--- Information provided Enclosed Below ---

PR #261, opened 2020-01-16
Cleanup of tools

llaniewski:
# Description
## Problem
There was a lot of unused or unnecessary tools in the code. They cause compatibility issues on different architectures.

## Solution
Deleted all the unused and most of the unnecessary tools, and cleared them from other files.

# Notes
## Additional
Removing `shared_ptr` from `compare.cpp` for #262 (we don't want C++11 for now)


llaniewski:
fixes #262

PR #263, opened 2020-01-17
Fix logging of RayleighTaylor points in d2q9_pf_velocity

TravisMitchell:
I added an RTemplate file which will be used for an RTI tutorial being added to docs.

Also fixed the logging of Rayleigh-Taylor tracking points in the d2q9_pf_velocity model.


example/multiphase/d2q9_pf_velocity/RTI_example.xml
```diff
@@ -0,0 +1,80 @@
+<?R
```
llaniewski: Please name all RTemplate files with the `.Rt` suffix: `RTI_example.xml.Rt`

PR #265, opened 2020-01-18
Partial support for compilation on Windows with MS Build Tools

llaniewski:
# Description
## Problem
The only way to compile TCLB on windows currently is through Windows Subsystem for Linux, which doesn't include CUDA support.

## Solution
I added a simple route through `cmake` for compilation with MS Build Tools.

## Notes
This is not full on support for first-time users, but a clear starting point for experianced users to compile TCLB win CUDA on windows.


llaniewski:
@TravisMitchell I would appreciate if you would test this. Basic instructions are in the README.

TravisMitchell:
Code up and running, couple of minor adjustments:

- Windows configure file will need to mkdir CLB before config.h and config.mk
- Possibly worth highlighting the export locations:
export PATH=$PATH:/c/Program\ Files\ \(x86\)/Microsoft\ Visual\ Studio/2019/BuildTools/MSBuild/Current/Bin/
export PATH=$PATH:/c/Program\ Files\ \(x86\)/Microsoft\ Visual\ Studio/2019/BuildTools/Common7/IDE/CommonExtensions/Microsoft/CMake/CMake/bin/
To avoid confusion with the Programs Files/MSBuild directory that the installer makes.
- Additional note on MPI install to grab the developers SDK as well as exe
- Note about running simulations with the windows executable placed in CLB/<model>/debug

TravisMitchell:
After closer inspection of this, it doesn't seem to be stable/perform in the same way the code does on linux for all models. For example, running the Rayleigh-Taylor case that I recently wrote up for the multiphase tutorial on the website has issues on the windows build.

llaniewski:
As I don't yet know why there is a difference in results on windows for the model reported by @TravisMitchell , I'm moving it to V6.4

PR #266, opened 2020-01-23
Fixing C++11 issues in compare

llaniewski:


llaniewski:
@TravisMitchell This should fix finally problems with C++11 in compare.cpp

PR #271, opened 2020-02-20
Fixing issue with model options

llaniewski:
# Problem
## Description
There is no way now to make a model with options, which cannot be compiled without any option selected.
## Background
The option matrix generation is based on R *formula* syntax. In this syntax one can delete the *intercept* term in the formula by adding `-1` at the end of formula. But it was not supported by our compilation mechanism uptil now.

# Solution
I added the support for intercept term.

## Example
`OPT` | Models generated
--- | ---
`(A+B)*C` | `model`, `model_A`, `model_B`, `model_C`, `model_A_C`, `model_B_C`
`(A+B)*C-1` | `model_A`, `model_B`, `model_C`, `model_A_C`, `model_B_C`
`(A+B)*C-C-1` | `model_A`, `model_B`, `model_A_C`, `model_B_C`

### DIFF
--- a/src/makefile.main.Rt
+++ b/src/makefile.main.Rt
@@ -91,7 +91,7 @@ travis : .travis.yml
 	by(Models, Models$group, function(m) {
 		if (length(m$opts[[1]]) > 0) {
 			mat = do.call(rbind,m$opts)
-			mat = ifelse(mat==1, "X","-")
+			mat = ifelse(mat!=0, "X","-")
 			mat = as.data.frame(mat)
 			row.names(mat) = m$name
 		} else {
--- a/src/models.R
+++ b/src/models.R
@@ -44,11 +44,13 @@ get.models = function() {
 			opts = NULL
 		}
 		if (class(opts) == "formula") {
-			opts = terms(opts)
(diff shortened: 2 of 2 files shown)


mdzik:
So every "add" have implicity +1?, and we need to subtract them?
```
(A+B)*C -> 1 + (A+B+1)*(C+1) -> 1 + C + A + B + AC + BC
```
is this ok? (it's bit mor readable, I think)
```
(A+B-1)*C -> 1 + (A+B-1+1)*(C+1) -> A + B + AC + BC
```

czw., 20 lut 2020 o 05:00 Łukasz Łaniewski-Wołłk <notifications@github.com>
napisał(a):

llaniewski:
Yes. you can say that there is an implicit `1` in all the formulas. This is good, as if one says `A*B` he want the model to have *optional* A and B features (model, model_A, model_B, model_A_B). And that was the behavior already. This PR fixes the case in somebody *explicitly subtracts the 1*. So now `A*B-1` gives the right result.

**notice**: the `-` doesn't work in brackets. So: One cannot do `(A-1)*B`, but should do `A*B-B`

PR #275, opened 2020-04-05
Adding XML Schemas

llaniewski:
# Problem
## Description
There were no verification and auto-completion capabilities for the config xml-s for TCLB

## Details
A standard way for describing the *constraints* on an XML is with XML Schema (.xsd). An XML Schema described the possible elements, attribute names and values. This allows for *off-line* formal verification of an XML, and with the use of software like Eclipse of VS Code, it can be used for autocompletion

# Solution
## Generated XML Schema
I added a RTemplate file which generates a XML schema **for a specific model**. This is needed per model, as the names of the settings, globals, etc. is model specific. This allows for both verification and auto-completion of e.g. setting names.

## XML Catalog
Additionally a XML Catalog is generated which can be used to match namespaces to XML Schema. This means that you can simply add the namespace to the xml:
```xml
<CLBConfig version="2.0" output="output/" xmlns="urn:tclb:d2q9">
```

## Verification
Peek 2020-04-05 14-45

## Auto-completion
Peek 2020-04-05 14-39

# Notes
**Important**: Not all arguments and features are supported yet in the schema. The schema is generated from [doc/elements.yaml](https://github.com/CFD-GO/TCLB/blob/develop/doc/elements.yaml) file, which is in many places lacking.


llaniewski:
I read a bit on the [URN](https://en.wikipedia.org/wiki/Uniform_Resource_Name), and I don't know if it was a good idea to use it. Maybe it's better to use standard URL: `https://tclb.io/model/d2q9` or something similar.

--- End of Enclosed Information provided ---

Set down, unchanged, only those lines above that fall between the line with "Fixing issue with model options" and the line with "-44,11 +44,13 @@", the two end lines included.

Fixing issue with model options

llaniewski:
# Problem
## Description
There is no way now to make a model with options, which cannot be compiled without any option selected.
## Background
The option matrix generation is based on R *formula* syntax. In this syntax one can delete the *intercept* term in the formula by adding `-1` at the end of formula. But it was not supported by our compilation mechanism uptil now.

# Solution
I added the support for intercept term.

## Example
`OPT` | Models generated
--- | ---
`(A+B)*C` | `model`, `model_A`, `model_B`, `model_C`, `model_A_C`, `model_B_C`
`(A+B)*C-1` | `model_A`, `model_B`, `model_C`, `model_A_C`, `model_B_C`
`(A+B)*C-C-1` | `model_A`, `model_B`, `model_A_C`, `model_B_C`

### DIFF
--- a/src/makefile.main.Rt
+++ b/src/makefile.main.Rt
@@ -91,7 +91,7 @@ travis : .travis.yml
 	by(Models, Models$group, function(m) {
 		if (length(m$opts[[1]]) > 0) {
 			mat = do.call(rbind,m$opts)
-			mat = ifelse(mat==1, "X","-")
+			mat = ifelse(mat!=0, "X","-")
 			mat = as.data.frame(mat)
 			row.names(mat) = m$name
 		} else {
--- a/src/models.R
+++ b/src/models.R
@@ -44,11 +44,13 @@ get.models = function() {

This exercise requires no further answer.